Free agent
- First baseman
- Born: March 24, 1985 (age 40) Santiago de Cuba, Cuba
- Bats: LeftThrows: Left

= José Julio Ruiz =

Cuban baseball player

José Julio Ruiz Barzán (born March 24, 1985) is a Cuban professional baseball player who is a free agent. After playing in the Cuban National Series for Santiago de Cuba from 2003 through 2009 and for the Cuba national baseball team in international tournaments, Ruiz defected from Cuba to play baseball in the United States.

==Career==
Ruiz debuted with Santiago de Cuba in the 2003-04 Serie Nacional, going 6 for 26 with a walk; he also pitched 1 1/3 innings, allowing four runs. He did not play in 2004-05. In 2005-06, he hit .357/.428/.473 but only homered twice in 241 AB despite manning a power position. He was 7th in the league in average.

Ruiz batted .323/.430/.455 in 2006-07 and led the Serie Nacional with 72 RBI. He was with Cuba for the 2007 World Port Tournament and put on a fine show, hitting .290/.405/.742. He was second in the tourney in slugging (behind Alfredo Despaigne), led in home runs (4, winning the World Port Tournament Home Run King award), tied Jordan Danks for second in runs (8, behind Hector Olivera Jr.), tied Roger Kieschnick for 4th in RBI (6), tied for second in doubles (2), second to Despaigne in total bases (23) and tied for 4th in walks (4).

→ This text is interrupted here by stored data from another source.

PR #1506, opened 2019-09-10
Prevent game load from restoring players breath underwater

JorisVanEijden:
Forum topic: https://forums.dfworkshop.net/viewtopic.php?f=24&t=2681

This is one approach to fixing the reported issue.
It seems to work fine on the saves I have, but this definitely needs thorough testing for side-effects.


Interkarma:
This is clean and works well. Thank you. :)

Issue #1505, opened 2019-09-09
Travel map reticle not updated when scrolling region around with arrow buttons


petchema:
**Describe the bug**
The travel region map reticle keeps blinking at the same position when the region is scrolled around using arrow buttons, pointing at an incorrect position on the map.
I noticed the bug because while in the Wrothgarian Mountains I tried to locate a town that was not in the current screen, and using arrow buttons didn't help me see where it was.
Remark: smooth scrolling (shift key + mouse movement) works fine, the reticle follows map movements.

**To Reproduce**
1. Open a large region in the travel map (one with scrolling arrow buttons)
2. Make the reticle blink either by clicking on "I'M AT" button or by using the "FIND" function
3. Quickly click on a scrolling arrow button
4. Notice that the map scrolled, but the reticle is at the same place on screen

**Expected behavior**
Reticle should be scrolled by the same amount as the underlying region map.

**Desktop**
Tested with
 - OS: Linux
 - Version 0.10.7

petchema:
Fixed by #1509

PR #1509, opened 2019-09-12
Update crosshair on travelmap

JorisVanEijden:
Fix for #1505 

Crosshair would stay at same position when moving the map below it with the on-screen arrows.


petchema:
works for me :+1:

PR #1553, opened 2019-10-05
Don't display a message when entering a TG or DB

df-ferital:
Actually don't display the message if player is a member of the guild, as classic does. I wasn't able to test the case where player is not a member as in DFU, it seems Thieves Guild and Dark Brotherhood hideouts are always locked in this case.

Edit. @ajrb confirmed that contrary to what classic does, DFU behavior is to always lock Thieves Guild and Dark Brotherhood hideouts when player is not a guild member, so I simplified the check.

### DIFF
--- a/Assets/Scripts/Game/PlayerActivate.cs
+++ b/Assets/Scripts/Game/PlayerActivate.cs
@@ -386,9 +386,14 @@ namespace DaggerfallWorkshop.Game
 
                         DaggerfallMessageBox mb;
 
+                        PlayerGPS.DiscoveredBuilding buildingData;
+                        GameManager.Instance.PlayerGPS.GetDiscoveredBuilding(building.buildingKey, out buildingData);
+
                         if (buildingUnlocked &&
                             buildingType >= DFLocation.BuildingTypes.House1 &&
                             buildingType <= DFLocation.BuildingTypes.House4 &&
+                            buildingData.factionID != (int)FactionFile.FactionIDs.The_Thieves_Guild &&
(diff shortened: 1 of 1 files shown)


Assets/Scripts/Game/PlayerActivate.cs
```diff
@@ -386,9 +386,16 @@ void Update()
...
                         DaggerfallMessageBox mb;
 
+                        PlayerGPS.DiscoveredBuilding buildingData;
+                        GameManager.Instance.PlayerGPS.GetDiscoveredBuilding(building.buildingKey, out buildingData);
+
                         if (buildingUnlocked &&
                             buildingType >= DFLocation.BuildingTypes.House1 &&
                             buildingType <= DFLocation.BuildingTypes.House4 &&
+                            (buildingData.factionID != (int)FactionFile.FactionIDs.The_Thieves_Guild ||
+                             !GameManager.Instance.GuildManager.HasJoined(FactionFile.GuildGroups.GeneralPopulace)) &&
```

Ruiz had another fine campaign in 2007-08 batting .341/.423/.492. He was third in the Serie Nacional with 83 runs, led with 126 hits, was 10th with 69 RBI (only 4th on his own team one year after leading the circuit), 8th with 182 total bases and led with 32 stolen bases (caught stealing 9 times).

Ruiz was hitting .305/.408/.467 after 52 games in 2008-09 with no steals after his speedy 2007-08 campaign. He then vanished from Cuban boxscores and was rumored to have defected to the Dominican Republic. The defection was confirmed in July, when Ruiz appeared in Miami, FL to announce his intention to try to make the majors.

Ruiz signed a one-year deal with the Tampa Bay Rays and made his US debut in 2010. When the Rays failed to re-sign him immediately after his contract expired, the Texas Rangers took him and invited him to spring training for the 2011 season.

After playing part of the 2019 season with the Southern Maryland Blue Crabs, Ruiz was released on July 2, 2019.